Provided material:
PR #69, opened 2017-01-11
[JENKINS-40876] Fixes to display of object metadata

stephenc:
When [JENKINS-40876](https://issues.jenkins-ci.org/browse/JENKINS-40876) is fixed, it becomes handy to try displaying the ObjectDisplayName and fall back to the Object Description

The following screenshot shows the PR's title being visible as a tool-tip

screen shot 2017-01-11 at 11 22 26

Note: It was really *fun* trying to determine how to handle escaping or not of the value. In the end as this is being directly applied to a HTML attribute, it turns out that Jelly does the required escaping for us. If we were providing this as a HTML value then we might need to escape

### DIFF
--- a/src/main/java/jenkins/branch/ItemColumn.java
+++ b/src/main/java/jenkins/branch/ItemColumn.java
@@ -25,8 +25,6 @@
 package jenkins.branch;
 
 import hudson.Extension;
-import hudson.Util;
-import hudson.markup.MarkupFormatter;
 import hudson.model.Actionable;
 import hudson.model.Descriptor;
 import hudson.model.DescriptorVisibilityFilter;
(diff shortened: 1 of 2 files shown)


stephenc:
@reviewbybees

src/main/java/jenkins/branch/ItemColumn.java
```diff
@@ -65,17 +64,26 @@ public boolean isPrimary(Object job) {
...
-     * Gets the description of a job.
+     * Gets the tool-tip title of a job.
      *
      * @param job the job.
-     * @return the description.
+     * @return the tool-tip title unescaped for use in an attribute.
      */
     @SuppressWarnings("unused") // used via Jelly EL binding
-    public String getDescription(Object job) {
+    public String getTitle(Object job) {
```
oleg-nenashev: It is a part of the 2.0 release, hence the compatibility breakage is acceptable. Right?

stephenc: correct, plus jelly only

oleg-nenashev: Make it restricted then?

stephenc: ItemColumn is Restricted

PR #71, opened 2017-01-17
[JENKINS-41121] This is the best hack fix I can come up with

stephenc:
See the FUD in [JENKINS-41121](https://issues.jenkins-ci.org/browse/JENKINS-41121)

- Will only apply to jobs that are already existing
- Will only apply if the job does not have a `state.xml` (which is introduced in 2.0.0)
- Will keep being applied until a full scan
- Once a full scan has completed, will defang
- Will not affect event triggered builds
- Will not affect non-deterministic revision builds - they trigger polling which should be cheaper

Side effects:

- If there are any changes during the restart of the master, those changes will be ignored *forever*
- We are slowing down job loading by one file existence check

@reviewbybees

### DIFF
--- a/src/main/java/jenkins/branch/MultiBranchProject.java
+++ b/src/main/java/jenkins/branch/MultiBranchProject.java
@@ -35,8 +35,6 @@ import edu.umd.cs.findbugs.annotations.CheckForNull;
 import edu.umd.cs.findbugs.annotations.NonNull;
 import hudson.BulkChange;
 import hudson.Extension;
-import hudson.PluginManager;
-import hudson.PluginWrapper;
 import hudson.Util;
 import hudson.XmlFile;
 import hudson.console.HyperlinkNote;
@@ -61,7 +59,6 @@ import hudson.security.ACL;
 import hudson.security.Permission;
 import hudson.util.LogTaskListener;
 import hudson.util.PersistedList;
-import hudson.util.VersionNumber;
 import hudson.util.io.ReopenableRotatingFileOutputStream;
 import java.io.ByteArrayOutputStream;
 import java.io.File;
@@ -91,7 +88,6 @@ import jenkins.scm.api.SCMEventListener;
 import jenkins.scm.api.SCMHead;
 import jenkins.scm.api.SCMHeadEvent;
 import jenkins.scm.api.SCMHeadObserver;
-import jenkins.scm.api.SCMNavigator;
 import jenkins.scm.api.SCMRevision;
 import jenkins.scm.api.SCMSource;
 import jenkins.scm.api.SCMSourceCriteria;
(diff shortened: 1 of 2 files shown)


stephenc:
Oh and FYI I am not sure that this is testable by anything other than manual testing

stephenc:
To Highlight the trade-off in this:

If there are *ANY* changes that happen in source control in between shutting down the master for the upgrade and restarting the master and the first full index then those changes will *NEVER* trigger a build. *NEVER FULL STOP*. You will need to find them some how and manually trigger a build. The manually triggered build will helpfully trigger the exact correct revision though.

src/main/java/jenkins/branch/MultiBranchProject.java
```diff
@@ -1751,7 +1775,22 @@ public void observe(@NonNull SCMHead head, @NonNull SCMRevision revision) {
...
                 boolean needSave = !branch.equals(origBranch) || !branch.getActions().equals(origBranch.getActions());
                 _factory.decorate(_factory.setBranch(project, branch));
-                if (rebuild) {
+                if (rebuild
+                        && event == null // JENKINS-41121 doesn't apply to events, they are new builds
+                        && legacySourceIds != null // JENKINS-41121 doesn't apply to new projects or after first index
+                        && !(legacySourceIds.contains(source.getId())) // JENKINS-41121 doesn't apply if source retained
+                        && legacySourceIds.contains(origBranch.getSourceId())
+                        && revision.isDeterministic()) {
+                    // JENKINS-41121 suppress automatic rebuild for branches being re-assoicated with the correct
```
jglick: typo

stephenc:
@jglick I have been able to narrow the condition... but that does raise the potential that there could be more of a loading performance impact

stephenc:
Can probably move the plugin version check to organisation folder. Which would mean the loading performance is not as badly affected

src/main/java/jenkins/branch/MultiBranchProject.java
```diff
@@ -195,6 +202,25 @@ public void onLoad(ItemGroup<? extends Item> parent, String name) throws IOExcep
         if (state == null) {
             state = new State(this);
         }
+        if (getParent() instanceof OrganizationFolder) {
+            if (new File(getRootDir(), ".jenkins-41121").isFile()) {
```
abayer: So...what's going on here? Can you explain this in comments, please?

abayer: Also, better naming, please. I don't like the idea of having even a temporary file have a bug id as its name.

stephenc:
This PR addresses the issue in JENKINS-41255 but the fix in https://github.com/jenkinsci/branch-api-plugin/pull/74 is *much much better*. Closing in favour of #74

Exercise requirements: Count how many lines of the listing include "String". Nothing but the number is wanted.

Response area: 3